Records excerpted from a collection:
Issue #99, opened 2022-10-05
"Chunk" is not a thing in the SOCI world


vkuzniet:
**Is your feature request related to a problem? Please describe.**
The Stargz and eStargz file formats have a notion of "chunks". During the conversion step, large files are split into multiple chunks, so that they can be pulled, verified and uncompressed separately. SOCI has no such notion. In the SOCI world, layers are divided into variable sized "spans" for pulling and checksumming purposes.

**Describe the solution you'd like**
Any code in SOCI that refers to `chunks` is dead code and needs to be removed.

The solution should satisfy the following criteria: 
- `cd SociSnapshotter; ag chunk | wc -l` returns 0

* * *

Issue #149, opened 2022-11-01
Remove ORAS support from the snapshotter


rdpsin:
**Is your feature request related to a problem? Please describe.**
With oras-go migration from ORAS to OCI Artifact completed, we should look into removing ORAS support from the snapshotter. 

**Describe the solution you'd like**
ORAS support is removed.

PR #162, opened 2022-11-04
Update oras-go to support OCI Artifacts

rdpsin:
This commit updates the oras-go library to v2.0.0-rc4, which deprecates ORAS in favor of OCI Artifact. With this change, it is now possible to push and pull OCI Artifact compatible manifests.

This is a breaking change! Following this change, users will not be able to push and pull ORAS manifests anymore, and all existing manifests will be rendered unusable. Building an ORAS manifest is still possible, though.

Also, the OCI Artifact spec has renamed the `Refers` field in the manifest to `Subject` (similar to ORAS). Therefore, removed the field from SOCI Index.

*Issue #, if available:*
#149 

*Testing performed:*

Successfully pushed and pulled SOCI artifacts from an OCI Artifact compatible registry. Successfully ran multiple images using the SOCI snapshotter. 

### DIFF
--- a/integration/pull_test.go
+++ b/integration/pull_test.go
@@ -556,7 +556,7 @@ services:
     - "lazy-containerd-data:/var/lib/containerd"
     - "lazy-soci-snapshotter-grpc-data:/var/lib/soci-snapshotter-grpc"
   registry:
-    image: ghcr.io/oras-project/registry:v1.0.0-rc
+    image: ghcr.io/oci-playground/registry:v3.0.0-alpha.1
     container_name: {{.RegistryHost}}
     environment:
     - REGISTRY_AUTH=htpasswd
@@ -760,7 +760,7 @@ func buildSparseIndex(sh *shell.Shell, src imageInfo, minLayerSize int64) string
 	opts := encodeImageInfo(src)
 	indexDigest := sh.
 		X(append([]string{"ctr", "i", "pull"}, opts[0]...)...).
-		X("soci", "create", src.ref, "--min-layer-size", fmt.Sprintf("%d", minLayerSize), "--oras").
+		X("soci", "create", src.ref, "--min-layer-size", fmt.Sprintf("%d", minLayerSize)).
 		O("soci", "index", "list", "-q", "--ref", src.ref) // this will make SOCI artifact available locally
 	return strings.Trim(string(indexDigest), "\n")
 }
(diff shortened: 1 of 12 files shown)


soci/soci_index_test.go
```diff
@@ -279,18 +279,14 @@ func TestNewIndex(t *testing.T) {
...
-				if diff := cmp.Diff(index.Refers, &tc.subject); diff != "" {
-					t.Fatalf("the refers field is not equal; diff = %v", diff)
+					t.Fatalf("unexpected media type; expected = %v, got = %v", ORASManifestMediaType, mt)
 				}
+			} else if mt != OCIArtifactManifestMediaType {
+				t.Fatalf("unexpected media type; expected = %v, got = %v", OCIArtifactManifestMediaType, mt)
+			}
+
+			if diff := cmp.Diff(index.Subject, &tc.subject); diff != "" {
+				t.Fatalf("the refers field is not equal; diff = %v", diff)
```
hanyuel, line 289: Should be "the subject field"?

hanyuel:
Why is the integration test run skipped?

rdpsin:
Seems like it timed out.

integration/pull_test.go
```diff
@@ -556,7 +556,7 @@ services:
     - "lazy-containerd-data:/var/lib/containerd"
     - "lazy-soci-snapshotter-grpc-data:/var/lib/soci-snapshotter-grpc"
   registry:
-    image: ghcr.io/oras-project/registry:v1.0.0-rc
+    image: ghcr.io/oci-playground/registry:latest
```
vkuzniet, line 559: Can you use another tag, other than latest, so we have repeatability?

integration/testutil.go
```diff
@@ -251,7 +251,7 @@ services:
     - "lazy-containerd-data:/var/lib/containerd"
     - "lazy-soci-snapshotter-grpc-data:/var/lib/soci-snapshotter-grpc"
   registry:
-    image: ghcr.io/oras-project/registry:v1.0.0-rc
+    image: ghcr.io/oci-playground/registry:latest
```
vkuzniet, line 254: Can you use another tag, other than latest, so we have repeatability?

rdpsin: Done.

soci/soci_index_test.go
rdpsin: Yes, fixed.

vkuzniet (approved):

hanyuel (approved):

What you should do: Give the number of lines containing "available" in the entries, and no other text.

Response to this task: 2